◆ Problem details
From the listing below, set down exactly the lines between the one holding "## Motivation and Context" and the one holding "ankurdesai: If ncss", inclusive. No other line is wanted.

◆ Information
########################################
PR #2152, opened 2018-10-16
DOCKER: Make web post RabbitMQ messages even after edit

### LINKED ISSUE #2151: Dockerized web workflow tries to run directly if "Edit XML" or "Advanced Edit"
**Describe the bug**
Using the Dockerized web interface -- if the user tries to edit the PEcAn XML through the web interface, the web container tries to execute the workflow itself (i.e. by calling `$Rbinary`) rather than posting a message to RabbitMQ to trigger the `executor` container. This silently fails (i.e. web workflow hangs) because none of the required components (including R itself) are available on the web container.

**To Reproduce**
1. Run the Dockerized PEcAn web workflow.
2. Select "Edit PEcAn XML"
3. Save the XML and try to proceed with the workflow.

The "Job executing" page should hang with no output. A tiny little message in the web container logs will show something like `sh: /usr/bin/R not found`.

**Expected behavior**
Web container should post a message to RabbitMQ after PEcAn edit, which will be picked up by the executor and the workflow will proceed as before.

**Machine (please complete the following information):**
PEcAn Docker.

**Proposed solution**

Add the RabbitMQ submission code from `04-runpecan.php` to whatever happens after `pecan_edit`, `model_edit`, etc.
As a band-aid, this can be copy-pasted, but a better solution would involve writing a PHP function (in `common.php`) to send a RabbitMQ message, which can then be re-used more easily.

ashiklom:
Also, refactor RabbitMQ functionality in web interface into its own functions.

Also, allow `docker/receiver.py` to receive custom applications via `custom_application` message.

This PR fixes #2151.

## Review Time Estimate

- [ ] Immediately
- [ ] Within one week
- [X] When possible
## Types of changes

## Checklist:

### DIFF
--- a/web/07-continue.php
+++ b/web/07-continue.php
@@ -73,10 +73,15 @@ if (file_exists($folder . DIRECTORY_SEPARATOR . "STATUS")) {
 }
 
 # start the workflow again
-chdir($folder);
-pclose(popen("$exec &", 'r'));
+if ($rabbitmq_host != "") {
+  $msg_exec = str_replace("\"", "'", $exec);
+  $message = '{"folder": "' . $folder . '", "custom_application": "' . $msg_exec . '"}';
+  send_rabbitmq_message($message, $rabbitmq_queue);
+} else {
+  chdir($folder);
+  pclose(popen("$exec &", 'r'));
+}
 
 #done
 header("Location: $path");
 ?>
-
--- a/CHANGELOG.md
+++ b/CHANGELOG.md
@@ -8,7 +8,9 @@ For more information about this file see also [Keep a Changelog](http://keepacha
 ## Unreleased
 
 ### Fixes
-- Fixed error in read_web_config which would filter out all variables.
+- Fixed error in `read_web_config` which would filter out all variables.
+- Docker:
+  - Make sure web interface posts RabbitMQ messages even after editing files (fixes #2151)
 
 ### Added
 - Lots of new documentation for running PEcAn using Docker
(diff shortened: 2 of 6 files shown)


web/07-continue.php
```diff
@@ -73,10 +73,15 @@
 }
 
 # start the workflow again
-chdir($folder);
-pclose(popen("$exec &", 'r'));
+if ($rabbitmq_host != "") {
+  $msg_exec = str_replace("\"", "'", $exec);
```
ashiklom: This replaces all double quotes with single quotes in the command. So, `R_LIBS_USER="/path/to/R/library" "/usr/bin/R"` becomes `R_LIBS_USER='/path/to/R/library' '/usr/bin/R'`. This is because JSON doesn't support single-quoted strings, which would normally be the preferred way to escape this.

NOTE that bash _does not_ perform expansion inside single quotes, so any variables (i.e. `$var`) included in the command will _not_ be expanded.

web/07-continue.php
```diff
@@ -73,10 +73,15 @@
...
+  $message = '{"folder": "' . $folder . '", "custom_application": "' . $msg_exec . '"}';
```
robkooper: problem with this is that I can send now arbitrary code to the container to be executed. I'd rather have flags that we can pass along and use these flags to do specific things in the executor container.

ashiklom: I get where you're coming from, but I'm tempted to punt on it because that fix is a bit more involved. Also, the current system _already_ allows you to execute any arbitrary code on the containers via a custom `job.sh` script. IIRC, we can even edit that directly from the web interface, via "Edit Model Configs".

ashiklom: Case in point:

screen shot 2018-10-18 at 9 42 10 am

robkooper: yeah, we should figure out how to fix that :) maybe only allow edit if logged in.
########################################
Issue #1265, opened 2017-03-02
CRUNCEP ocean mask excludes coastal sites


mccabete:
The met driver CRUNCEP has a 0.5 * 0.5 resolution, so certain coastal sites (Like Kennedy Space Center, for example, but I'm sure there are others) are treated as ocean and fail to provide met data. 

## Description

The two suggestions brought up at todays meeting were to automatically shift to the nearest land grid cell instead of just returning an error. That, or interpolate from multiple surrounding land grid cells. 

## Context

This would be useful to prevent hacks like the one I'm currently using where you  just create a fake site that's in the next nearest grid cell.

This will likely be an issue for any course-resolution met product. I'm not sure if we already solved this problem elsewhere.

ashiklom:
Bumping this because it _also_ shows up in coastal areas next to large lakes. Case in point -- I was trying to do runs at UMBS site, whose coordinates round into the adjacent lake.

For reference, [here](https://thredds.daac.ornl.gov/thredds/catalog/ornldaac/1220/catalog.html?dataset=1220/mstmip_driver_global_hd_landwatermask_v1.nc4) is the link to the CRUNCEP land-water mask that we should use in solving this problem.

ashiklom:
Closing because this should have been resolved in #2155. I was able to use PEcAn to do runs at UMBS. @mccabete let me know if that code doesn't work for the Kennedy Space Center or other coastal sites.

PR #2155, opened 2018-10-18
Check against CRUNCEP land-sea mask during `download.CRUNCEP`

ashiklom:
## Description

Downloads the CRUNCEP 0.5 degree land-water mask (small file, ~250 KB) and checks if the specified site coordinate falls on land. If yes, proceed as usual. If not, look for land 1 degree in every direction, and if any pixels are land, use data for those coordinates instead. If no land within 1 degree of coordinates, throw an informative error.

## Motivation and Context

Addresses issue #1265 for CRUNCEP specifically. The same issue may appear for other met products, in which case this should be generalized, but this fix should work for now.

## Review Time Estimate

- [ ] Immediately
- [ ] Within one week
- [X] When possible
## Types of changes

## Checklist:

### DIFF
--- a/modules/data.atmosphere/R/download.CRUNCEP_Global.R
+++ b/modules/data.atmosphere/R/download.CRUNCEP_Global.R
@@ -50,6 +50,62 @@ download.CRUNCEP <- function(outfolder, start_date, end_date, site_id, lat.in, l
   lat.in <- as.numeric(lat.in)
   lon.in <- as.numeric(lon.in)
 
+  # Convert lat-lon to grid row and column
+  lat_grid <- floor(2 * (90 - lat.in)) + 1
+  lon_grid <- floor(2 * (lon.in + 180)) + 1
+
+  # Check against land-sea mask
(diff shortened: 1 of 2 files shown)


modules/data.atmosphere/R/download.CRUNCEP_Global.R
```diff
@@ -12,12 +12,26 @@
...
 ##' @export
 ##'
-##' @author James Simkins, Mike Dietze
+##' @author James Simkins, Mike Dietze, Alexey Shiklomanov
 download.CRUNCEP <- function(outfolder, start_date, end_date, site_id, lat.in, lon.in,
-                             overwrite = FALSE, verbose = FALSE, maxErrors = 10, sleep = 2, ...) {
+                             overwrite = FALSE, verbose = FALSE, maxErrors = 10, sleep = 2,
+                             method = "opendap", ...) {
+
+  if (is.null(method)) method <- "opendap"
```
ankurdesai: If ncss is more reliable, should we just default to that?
########################################
◆ The completed task
## Motivation and Context

Addresses issue #1265 for CRUNCEP specifically. The same issue may appear for other met products, in which case this should be generalized, but this fix should work for now.

## Review Time Estimate

- [ ] Immediately
- [ ] Within one week
- [X] When possible
## Types of changes

## Checklist:

### DIFF
--- a/modules/data.atmosphere/R/download.CRUNCEP_Global.R
+++ b/modules/data.atmosphere/R/download.CRUNCEP_Global.R
@@ -50,6 +50,62 @@ download.CRUNCEP <- function(outfolder, start_date, end_date, site_id, lat.in, l
   lat.in <- as.numeric(lat.in)
   lon.in <- as.numeric(lon.in)
 
+  # Convert lat-lon to grid row and column
+  lat_grid <- floor(2 * (90 - lat.in)) + 1
+  lon_grid <- floor(2 * (lon.in + 180)) + 1
+
+  # Check against land-sea mask
(diff shortened: 1 of 2 files shown)


modules/data.atmosphere/R/download.CRUNCEP_Global.R
```diff
@@ -12,12 +12,26 @@
...
 ##' @export
 ##'
-##' @author James Simkins, Mike Dietze
+##' @author James Simkins, Mike Dietze, Alexey Shiklomanov
 download.CRUNCEP <- function(outfolder, start_date, end_date, site_id, lat.in, lon.in,
-                             overwrite = FALSE, verbose = FALSE, maxErrors = 10, sleep = 2, ...) {
+                             overwrite = FALSE, verbose = FALSE, maxErrors = 10, sleep = 2,
+                             method = "opendap", ...) {
+
+  if (is.null(method)) method <- "opendap"
```
ankurdesai: If ncss is more reliable, should we just default to that?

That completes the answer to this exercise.